═══ Available data ═══
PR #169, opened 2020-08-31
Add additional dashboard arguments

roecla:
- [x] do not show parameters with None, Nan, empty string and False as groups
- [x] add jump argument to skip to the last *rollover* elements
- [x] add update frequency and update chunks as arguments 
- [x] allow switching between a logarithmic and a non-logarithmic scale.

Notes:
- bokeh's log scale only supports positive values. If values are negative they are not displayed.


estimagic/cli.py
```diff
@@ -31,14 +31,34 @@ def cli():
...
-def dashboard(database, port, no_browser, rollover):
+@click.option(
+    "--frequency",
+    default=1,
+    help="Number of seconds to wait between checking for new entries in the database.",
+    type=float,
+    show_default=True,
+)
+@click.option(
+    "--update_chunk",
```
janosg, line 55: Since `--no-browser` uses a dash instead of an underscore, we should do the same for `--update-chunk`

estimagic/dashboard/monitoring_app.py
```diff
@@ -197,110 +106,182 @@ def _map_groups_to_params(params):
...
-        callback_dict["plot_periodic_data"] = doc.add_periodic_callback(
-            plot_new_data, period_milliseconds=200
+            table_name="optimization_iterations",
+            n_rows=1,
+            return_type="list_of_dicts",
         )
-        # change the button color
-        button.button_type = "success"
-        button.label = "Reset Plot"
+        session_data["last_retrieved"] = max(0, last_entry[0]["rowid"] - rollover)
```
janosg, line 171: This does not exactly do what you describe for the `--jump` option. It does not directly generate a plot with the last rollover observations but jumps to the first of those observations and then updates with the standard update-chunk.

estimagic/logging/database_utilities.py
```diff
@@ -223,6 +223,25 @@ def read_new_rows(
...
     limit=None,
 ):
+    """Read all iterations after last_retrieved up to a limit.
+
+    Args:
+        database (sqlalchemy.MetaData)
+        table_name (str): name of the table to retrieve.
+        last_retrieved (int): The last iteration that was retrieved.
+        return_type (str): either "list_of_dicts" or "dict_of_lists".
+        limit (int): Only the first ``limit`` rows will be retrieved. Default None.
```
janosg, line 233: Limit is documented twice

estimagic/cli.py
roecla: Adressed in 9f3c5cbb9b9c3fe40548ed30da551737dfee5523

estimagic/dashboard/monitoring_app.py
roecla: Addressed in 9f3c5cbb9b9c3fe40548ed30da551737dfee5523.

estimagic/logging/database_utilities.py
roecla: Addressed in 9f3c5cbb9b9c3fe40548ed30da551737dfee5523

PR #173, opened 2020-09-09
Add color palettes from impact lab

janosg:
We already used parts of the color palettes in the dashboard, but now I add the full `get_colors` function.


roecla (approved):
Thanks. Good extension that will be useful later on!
═══
### Exercise instructions
The data should be printed again exactly, line for line.

### Response to the exercise
PR #169, opened 2020-08-31
Add additional dashboard arguments

roecla:
- [x] do not show parameters with None, Nan, empty string and False as groups
- [x] add jump argument to skip to the last *rollover* elements
- [x] add update frequency and update chunks as arguments 
- [x] allow switching between a logarithmic and a non-logarithmic scale.

Notes:
- bokeh's log scale only supports positive values. If values are negative they are not displayed.


estimagic/cli.py
```diff
@@ -31,14 +31,34 @@ def cli():
...
-def dashboard(database, port, no_browser, rollover):
+@click.option(
+    "--frequency",
+    default=1,
+    help="Number of seconds to wait between checking for new entries in the database.",
+    type=float,
+    show_default=True,
+)
+@click.option(
+    "--update_chunk",
```
janosg, line 55: Since `--no-browser` uses a dash instead of an underscore, we should do the same for `--update-chunk`

estimagic/dashboard/monitoring_app.py
```diff
@@ -197,110 +106,182 @@ def _map_groups_to_params(params):
...
-        callback_dict["plot_periodic_data"] = doc.add_periodic_callback(
-            plot_new_data, period_milliseconds=200
+            table_name="optimization_iterations",
+            n_rows=1,
+            return_type="list_of_dicts",
         )
-        # change the button color
-        button.button_type = "success"
-        button.label = "Reset Plot"
+        session_data["last_retrieved"] = max(0, last_entry[0]["rowid"] - rollover)
```
janosg, line 171: This does not exactly do what you describe for the `--jump` option. It does not directly generate a plot with the last rollover observations but jumps to the first of those observations and then updates with the standard update-chunk.

estimagic/logging/database_utilities.py
```diff
@@ -223,6 +223,25 @@ def read_new_rows(
...
     limit=None,
 ):
+    """Read all iterations after last_retrieved up to a limit.
+
+    Args:
+        database (sqlalchemy.MetaData)
+        table_name (str): name of the table to retrieve.
+        last_retrieved (int): The last iteration that was retrieved.
+        return_type (str): either "list_of_dicts" or "dict_of_lists".
+        limit (int): Only the first ``limit`` rows will be retrieved. Default None.
```
janosg, line 233: Limit is documented twice

estimagic/cli.py
roecla: Adressed in 9f3c5cbb9b9c3fe40548ed30da551737dfee5523

estimagic/dashboard/monitoring_app.py
roecla: Addressed in 9f3c5cbb9b9c3fe40548ed30da551737dfee5523.

estimagic/logging/database_utilities.py
roecla: Addressed in 9f3c5cbb9b9c3fe40548ed30da551737dfee5523

PR #173, opened 2020-09-09
Add color palettes from impact lab

janosg:
We already used parts of the color palettes in the dashboard, but now I add the full `get_colors` function.


roecla (approved):
Thanks. Good extension that will be useful later on!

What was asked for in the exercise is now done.